A corresponding clojure data structure:

{
  :data: {:values: [{:x 1 :y 5}, {:x 2 :y 8}]}
  :mark "circle"
  :encoding {
    :x {:field "x" :type "quantitative"}
    :y {:field "y" :type "quantitative"}
    :color {:value "red"}
  }
}

One of the problems that I encountered is that vega needs a separate data structure for each point that will be plotted. So for example:

[{:date1 "6",
  :date2 "13",
  :date3 "0",
  :name "country 1",
  :part-of "continent 1",
  :kind "country",
  :date4 "2"}
 {:date1 "2",
  :date2 "3",
  :date3 "5",
  :name "country 2",
  :part-of "continent 1",
  :kind "country",
  :date4 "2"}]

(i.e. 2 records) needs to be converted into something like this:

[{:date "date1" :nr_of_cases 6 :place "country 1"},
 {:date "date2" :nr_of_cases 13 :place "country 1"},
 {:date "date3" :nr_of_cases 0 :place "country 1"},
 {:date "date4" :nr_of_cases 2 :place "country 1"},
 {:date "date1" :nr_of_cases 2 :place "country 2"},
 {:date "date2" :nr_of_cases 3 :place "country 2"},
 {:date "date3" :nr_of_cases 5 :place "country 2"},
 {:date "date4" :nr_of_cases 2 :place "country 2"}]

(i.e. 8 records).

Suppose that your initial data is stored in the variable data:

(def data
  [{:date1 "6",
    :date2 "13",
    :date3 "0",
    :name "country 1",
    :part-of "continent 1",
    :kind "country",
    :date4 "2"}
   {:date1 "2",
    :date2 "3",
    :date3 "5",
    :name "country 2",
    :part-of "continent 1",
    :kind "country",
    :date4 "2"}])

To transform the data, we run

(->> data
  (reduce (fn [acc m]
            (apply conj acc
              (map (fn [[d n]] {:date d :cases n :place (:name m)})
                   (dissoc m :name :state :kind :part-of))))
    []))

Now how does this work? Let’s work from the inside-out, replacing m with (first data) because we’ll loop over data eventually:

(dissoc (first data) :name :state :kind :part-of)
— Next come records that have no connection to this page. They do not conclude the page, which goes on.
PR #205, opened 2019-08-04
Add --skip-check option to omit test dependencies and %check section.

gordonmessmer:
Adds the --skip-check option proposed in issue #162

### DIFF
--- a/pyp2rpm/bin.py
+++ b/pyp2rpm/bin.py
@@ -105,6 +105,10 @@ class SclizeOption(click.Option):
               help='When used pyp2rpm will produce srpm instead of printing '
               'specfile into stdout.',
               is_flag=True)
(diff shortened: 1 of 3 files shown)


hroncok:
I am not very fond of this change. It promotes bad habits. If we cannot run `%check`, it shall be bconded out, not removed.

gordonmessmer:
So that I'm clear, you're suggesting that --skip-check should add a bcond, right?  Or do you mean that we shouldn't add the --skip-check option at all?

Assuming the former, should the bcond default to not running the checks?  That is, do we assume that the checks are being skipped because they won't work in mock by default (because they need network access, for example?)

hroncok:
Either not adding this at all, or it should add a bcond, disabled by default.

PR #520, opened 2024-10-10
chore: Refresh session on request

cmaddox5:
Screenplay is very often left open in people's browser. This will eventually lead to an outdated session failing in our request pipeline and cause a CORS error due to a redirect. I followed [this](https://www.notion.so/mbta-downtown-crossing/Session-Management-ad53a774fd39462c82146f60700db5fc) Notion doc to get a sense of what our session best practices are and that helped me find [this](https://github.com/mbta/arrow/pull/967) PR. I followed in that PR's footsteps for the solution to our problem. We now set an idle time of 30 minutes (although the plug will prevent users from exceeding that) and a max session age of 12 hours.


lib/screenplay_web/auth_manager/auth_manager.ex
```diff
@@ -12,6 +12,15 @@ defmodule ScreenplayWeb.AuthManager do
     "pa-message-admin" => :pa_message_admin
   }
 
+  def max_session_time do
+    Application.get_env(:screenplay, __MODULE__)[:max_session_time]
+  end
+
+  def idle_time do
+    Application.get_env(:screenplay, __MODULE__)[:idle_time]
```
digitalcora, line 20: Since these are configured at compile time there is not much point in reading them at runtime. We could instead define e.g.

```elixir
@idle_time Application.fetch_env!(:screenplay, [__MODULE__, :idle_time])
```

And this would ensure at compile time that we are, in fact, configuring them as expected.

lib/screenplay_web/controllers/auth_controller.ex
```diff
@@ -18,11 +24,12 @@ defmodule ScreenplayWeb.AuthController do
...
 
     conn
+    |> configure_session(drop: true)
     |> Guardian.Plug.sign_in(
       ScreenplayWeb.AuthManager,
       username,
-      %{roles: roles},
-      ttl: {session_ttl_hours, :hours}
+      %{auth_time: auth_time, roles: roles},
+      ttl: {1, :minute}
```
digitalcora, line 32: Does this only work because we know our frontend always makes a request to the server at least once a minute? (just trying to get an idea of how this would look under different conditions, like if this were a plain server-rendered app)

cmaddox5: Correct. My understanding is that the value here can be anything as long as it's <= the idle time we configure. Because we are guaranteed to refresh every 4 seconds, 1 minute will always be enough.

lib/screenplay_web/auth_manager/auth_manager.ex
cmaddox5: You mean `compile_env!`? Either way, will make that change.

digitalcora (approved):
If this seems to work correctly on dev-green, looks good to me!

digitalcora:
If you express it this way it may work better:

```diff
- @idle_time Application.compile_env!(:screenplay, __MODULE__)[:idle_time]
+ @idle_time Application.compile_env!(:screenplay, [__MODULE__, :idle_time])
```

The difference should be that with the latter, `compile_env!` can "see" the specific key you're accessing (and that it doesn't change at runtime), instead of only knowing that you're accessing the `__MODULE__` group of keys (and then warning you because something in that group is set at runtime).

PR #525, opened 2024-10-15
chore: Update to eslint v9

cmaddox5:
Dependabot closed the PR I fixed so making my own. This updates eslint et al. There was a config update required. I made the update by converting our existing `.eslintrc.js` to a JSON config and followed [these](https://eslint.org/docs/latest/use/configure/migration-guide#migrate-your-config-file) instructions.


assets/eslint.config.mjs
```diff
@@ -0,0 +1,85 @@
...
+import tsParser from "@typescript-eslint/parser";
+import path from "node:path";
+import { fileURLToPath } from "node:url";
+import js from "@eslint/js";
+import { FlatCompat } from "@eslint/eslintrc";
+
+const __filename = fileURLToPath(import.meta.url);
+const __dirname = path.dirname(__filename);
+const compat = new FlatCompat({
+    baseDirectory: __dirname,
```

removes these particular keys from the initial map. The result:

{:date3 "0", :date2 "13", :date4 "2", :date1 "6"}

Next, we convert this map into a map with date and cases:

(map (fn [[k v]] {:date (str k) :cases v})
     {:date3 "0", :date2 "13", :date4 "2", :date1 "6"})

This code takes the map we had, and goes over it by each key-value pair to create the following:

({:date ":date3", :cases "0"}
 {:date ":date2", :cases "13"}
 {:date ":date4", :cases "2"}
 {:date ":date1", :cases "6"})

The apply conj acc (for “accumulator”) puts this list into a vector. As we’re only looking at a single example here, we’ll use [] instead of the accumulator.

(apply conj [] (map (fn [[k v]] {:date (str k) :cases v})
     {:date3 "0", :date2 "13", :date4 "2", :date1 "6"}))

gives:

[{:date ":date3", :cases "0"}
 {:date ":date2", :cases "13"}
 {:date ":date4", :cases "2"}
 {:date ":date1", :cases "6"}]

Finally, we want to do this for all the maps with a reduce:

(reduce (fn [acc m]
          (apply conj acc
            (map (fn [[d n]] {:date d :cases n :place (:name m)})
                 (dissoc m :name :state :kind :part-of))))
   [] data)

which gives us the final

[{:date :date1, :place "country 1", :cases "6"}
 {:date :date2, :place "country 1", :cases "13"}
 {:date :date3, :place "country 1", :cases "0"}
 {:date :date4, :place "country 1", :cases "2"}
 {:date :date1, :place "country 2", :cases "2"}
 {:date :date2, :place "country 2", :cases "3"}
 {:date :date3, :place "country 2", :cases "5"}
 {:date :date4, :place "country 2", :cases "2"}]

Success…